INPUT DATA:
PR #463, opened 2025-05-23
feat: improve info card visibility

### LINKED ISSUE #461: Global: Info text is not visible when working on lower steps
**Describe the change**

WHAT IS BEING ASKED: When you reach the end of the data above, set it all down again unchanged.

EXERCISE SOLUTION:
PR #463, opened 2025-05-23
feat: improve info card visibility

### LINKED ISSUE #461: Global: Info text is not visible when working on lower steps
**Describe the change**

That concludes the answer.